I cannot comment on averaging orbit directions as being good practise or not. But if you want to access a single orbit direction you could change the DataCollection (DataCollection.SENTINEL1_IW_ASC for example) or narrow the time-range for the day you are looking at.



  1. It is recommended to use a speckle filter even with GRD data.


Currently, speckle filtering is not supported by Sentinel Hub services. We are planning to support the operation in the future however. I would suggest trying to apply some sort of speckle filter on the resulting image to see if it helps with the extreme values you are getting. Nevertheless, it should be noted that usually the speckle filtering step is applied before calibration, orthorectification and terrain correction steps. So I don’t know how valid a posteriori filtering step would be, it might be worth digging into. Our friends from the SNAP forum have some good discussions about the pre-processing of Sentinel-1 GRD data that might help.


Sorry I couldn’t answer more of your questions, but I look forward to others jumping in 🙂


Maxim


Hi Maxim @maxim.lamare,


First, thanks for your answers! Indeed, there are quite a lot of topics we’re questionning right now, and we’re really not experts either -I guess it’s showing on our part 😅


For #1, it’s all clear, thanks! We’ll look into it.


For #2, we’ve already accessed single orbit direction (see the input_task code above, there is a ‘orbitDirection’ specification in aux_request_args, which can be descending, ascending or both (default)).
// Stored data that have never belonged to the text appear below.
PR #205, opened 2017-01-26
Implement basic logging infrastructure.

ncalexan:
Signed-off-by: Paul Lange <palango@gmx.de>

This is a rebased version of @palango's original `slog` logging PR, #158.  I don't know how to take "ownership" and update such a PR, and we (myself and @victorporof) didn't want this to languish forever, so here we are in a new PR.

### DIFF
--- a/Cargo.toml
+++ b/Cargo.toml
@@ -1,11 +1,14 @@
 [package]
+authors = ["Richard Newman <rnewman@twinql.com>", "Nicholas Alexander <nalexander@mozilla.com>"]
 name = "mentat"
 version = "0.4.0"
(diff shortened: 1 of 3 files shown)


ncalexan:
@palango sorry for the long delay in getting this landed, especially because we deliberated on Slack and elected to go with the original `slog` version:
```
victor
[10:18 AM]  having a proper logger is useful. for one thing, we can actually store the logs and consume them later
[10:20]  env_logger writes to stdout/stderr, which i don’t think we want in the long run
[10:20]  for now it probably doesn’t matter though
[10:21]  slog seems to be the most popular logger for rust at the moment, and has some nice things like bunyan formatting (which we like)
```

Issue #178, opened 2017-01-18
tempids for nested entities not preserved in transaction report


cascadian:
Given the following schema 
``` clj
(def schema
  [{:db/id                 (d/id-literal :db.part/user)
    :db.install/_attribute :db.part/db
    :db/cardinality        :db.cardinality/one
    :db/valueType          :db.type/long
    :db/unique             :db.unique/identity
    :db/ident              :foo/id}
   {:db/id                 (d/id-literal :db.part/user)
    :db.install/_attribute :db.part/db
    :db/cardinality        :db.cardinality/one
    :db/valueType          :db.type/ref
    :db/isComponent        true
    :db/ident              :foo/component}])
```
and this transaction

``` clj
(<? (d/<transact! conn [{:db/id    (d/id-literal :db.part/user -1)
                                                     :foo/id  10
                                                     :foo/component {:db/id (d/id-literal :db.part/user -2)} :foo/id 20}]))
```

The tempids in the transaction report are 

``` clj
{#datomish.db.TempId{:part :db.part/user, :idx -1} 65545, #datomish.db.TempId{:part :db.part/user, :idx -1000066} 65546}
```

I was expecting `:idx -2` instead of `:idx -1000066`

Note that the tempids are reported as expected if I flatten the transaction vector:

``` clj
(<? (d/<transact! conn [{:db/id (d/id-literal :db.part/user -2)
                                                     :foo/id 20}
                                                    {:db/id    (d/id-literal :db.part/user -1)
                                                     :foo/id  10
                                                     :foo/component (d/id-literal :db.part/user -2)}]))
```

ncalexan:
@cascadian hey!  We don't really support `:db/isComponent` yet (we don't implement pull expressions, we don't check for dangling entities, and we don't handle deleting components recursively), but this is very surprising.  Thanks for the report!  We'll make sure to add a test for the Rust version.

cascadian:
@ncalexan Mentat is a really good fit for my app, so I'm looking forward to the Rust version :)  I didn't realize `:db/isComponent` isn't implemented. Thanks for pointing that out. This bug is present for refs that aren't components too.

ncalexan:
Now that I think further, I'm not sure I implemented support for nested maps at all!  So double thanks for reporting this; we'll have to bone out the Rust test suite to these cases, probably as part of #180.

rnewman:
Fixed by that commit.

PR #206, opened 2017-01-26
Accept :db/id in nested maps.

ncalexan:
This should address #178.  What was happening was that we always provide `:db/id` ourselves, rather than optionally providing `:db/id` as required.


ncalexan:
@palango, would you care to review this small patch?  It would be enough for you to test that your case is addressed.

ncalexan:
@rnewman looks like Paul doesn't have time or isn't interested in this.  Might as well get the test merged -- can you review?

This is how we collected the data for the plot I added. Thanks for letting us know about another way to get there!


For #4, about speckle correction:

I specified GRD data, since there already is a speckle-reducing process (multi-looking, as referenced here), but according to your answer it seems like it is not enough.

Thanks for raising the processing steps order question and giving us some ressources, that’s very interesting! So, as of right now, S1 data may not be valid anymore, when downloaded from sentinelhub platforms with corrections and if a speckle correction is added?


Thanks once again! You already helped quite a lot, hoping too that others can offer a different light on these topics (:

Léa


Hello ! Just bumping on point #3 (and by extension #4) raised by @leatresch as it puzzles me as well.


This depends quite a bit on what you are doing with the data. That said, based on the experience from our use-cases, we would recommend to treat descending and ascending orbits separately.